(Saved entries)

┌────────

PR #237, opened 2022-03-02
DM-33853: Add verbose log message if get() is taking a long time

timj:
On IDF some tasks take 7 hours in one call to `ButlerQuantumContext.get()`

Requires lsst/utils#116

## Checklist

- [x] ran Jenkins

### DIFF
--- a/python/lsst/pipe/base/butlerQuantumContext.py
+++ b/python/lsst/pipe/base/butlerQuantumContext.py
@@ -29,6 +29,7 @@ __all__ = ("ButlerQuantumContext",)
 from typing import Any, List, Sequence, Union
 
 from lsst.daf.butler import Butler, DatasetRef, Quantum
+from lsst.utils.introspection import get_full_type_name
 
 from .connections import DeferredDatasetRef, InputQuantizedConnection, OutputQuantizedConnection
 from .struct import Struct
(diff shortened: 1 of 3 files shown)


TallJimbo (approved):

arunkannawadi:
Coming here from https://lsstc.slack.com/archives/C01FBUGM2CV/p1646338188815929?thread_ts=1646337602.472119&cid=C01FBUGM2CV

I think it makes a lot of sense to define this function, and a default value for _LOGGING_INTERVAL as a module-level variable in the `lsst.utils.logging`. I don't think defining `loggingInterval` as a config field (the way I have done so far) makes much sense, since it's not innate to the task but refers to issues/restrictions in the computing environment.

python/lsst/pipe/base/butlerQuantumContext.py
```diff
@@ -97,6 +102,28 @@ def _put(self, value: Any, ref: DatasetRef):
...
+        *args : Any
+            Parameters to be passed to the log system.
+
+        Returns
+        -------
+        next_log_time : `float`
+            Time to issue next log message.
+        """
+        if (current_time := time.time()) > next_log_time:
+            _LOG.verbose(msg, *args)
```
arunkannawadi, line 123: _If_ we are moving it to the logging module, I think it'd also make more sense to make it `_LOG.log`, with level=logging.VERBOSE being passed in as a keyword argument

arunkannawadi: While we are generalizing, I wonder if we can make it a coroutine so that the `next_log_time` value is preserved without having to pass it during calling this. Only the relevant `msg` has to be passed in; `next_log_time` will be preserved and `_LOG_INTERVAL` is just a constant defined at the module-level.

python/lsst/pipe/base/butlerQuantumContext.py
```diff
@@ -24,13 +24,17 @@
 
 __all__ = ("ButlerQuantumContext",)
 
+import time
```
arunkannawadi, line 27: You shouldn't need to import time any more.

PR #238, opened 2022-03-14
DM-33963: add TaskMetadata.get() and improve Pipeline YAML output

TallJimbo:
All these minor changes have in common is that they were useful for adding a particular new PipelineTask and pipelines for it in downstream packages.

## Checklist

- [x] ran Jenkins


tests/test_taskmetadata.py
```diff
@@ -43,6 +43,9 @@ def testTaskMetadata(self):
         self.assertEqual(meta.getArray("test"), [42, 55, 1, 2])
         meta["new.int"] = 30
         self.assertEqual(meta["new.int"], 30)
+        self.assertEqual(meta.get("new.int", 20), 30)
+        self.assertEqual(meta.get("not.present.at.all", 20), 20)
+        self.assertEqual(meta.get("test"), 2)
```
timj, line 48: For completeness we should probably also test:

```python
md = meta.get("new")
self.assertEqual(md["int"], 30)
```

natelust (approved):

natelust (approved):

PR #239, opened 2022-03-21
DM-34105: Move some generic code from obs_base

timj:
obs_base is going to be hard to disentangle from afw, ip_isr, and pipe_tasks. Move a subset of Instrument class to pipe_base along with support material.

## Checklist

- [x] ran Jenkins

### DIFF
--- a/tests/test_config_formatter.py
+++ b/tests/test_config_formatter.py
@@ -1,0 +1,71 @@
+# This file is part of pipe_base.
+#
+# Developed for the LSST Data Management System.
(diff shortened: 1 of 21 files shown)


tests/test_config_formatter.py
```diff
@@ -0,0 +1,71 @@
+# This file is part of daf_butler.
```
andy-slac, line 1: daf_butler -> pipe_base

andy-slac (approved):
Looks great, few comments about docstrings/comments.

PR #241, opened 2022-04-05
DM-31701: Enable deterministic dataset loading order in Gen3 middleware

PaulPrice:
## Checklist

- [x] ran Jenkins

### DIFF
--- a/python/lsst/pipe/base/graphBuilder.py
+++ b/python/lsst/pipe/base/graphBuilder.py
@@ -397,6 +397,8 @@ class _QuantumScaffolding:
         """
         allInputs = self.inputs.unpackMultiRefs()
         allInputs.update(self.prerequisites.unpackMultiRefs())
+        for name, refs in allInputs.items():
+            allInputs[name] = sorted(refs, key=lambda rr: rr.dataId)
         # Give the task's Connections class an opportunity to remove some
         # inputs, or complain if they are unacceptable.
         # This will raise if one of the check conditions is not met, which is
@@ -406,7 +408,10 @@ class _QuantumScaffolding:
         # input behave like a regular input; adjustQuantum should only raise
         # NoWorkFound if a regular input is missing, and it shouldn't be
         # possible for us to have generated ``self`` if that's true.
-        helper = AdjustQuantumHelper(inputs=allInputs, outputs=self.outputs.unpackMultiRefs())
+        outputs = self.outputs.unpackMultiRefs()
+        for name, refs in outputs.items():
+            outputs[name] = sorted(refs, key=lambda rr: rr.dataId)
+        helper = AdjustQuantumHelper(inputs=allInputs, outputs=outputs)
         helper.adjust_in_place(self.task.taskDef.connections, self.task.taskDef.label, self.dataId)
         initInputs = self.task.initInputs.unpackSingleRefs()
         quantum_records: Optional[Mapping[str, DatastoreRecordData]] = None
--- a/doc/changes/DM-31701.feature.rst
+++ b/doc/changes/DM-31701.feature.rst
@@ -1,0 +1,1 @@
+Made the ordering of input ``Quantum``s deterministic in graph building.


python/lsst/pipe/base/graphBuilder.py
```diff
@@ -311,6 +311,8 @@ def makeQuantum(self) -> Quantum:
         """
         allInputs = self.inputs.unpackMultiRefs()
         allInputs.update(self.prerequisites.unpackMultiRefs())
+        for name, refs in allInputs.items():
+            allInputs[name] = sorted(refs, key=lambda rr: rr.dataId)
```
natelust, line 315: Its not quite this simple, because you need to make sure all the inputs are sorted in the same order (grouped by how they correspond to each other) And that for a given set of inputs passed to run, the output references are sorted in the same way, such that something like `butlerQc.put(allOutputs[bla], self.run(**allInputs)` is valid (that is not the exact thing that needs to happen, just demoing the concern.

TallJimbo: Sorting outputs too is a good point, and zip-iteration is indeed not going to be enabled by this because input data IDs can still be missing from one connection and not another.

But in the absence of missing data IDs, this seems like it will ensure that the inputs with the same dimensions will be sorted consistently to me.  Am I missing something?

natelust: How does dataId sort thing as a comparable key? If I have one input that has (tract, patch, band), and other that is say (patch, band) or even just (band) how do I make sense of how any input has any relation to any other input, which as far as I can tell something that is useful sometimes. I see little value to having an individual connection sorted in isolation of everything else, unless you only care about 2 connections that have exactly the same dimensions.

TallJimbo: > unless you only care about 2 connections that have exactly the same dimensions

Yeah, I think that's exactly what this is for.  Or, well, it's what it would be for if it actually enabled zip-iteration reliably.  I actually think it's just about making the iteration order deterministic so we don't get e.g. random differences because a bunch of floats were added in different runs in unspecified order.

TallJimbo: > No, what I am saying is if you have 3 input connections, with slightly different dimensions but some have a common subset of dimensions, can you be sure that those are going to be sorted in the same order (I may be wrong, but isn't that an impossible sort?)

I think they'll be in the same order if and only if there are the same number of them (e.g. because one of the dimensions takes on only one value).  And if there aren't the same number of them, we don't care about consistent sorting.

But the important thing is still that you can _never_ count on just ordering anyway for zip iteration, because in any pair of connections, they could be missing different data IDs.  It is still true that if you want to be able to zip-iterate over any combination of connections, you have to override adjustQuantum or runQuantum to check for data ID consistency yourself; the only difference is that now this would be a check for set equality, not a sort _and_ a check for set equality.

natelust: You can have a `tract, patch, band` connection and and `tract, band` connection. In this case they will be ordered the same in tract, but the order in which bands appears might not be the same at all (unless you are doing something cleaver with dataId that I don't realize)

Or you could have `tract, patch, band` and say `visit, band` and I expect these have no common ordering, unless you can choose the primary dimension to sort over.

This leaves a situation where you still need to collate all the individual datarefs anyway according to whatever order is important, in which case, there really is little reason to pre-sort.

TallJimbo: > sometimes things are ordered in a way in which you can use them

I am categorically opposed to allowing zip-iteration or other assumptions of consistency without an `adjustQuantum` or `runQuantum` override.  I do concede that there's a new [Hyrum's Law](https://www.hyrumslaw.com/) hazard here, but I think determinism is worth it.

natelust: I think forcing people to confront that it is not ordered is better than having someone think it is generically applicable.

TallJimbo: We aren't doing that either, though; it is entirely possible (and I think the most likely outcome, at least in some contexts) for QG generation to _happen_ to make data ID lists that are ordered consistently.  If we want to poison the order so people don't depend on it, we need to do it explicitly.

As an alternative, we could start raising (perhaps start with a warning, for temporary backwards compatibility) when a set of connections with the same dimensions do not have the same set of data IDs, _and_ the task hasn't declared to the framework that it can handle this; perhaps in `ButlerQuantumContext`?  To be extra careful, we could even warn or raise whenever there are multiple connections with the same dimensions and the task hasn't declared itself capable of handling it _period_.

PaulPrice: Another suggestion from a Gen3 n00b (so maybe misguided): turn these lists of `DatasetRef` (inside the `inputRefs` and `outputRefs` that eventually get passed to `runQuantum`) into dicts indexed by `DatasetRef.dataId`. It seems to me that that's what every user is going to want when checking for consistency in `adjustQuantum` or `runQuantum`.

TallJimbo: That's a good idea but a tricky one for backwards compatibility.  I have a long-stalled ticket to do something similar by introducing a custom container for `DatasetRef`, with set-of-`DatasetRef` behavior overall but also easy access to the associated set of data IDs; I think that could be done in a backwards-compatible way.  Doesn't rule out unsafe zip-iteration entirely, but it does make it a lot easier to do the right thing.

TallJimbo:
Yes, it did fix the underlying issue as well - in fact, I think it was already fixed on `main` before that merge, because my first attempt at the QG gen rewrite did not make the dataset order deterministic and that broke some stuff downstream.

└────────

Using the records above, select and copy every line that has the word "PaulPrice".

PaulPrice:
PaulPrice: Another suggestion from a Gen3 n00b (so maybe misguided): turn these lists of `DatasetRef` (inside the `inputRefs` and `outputRefs` that eventually get passed to `runQuantum`) into dicts indexed by `DatasetRef.dataId`. It seems to me that that's what every user is going to want when checking for consistency in `adjustQuantum` or `runQuantum`.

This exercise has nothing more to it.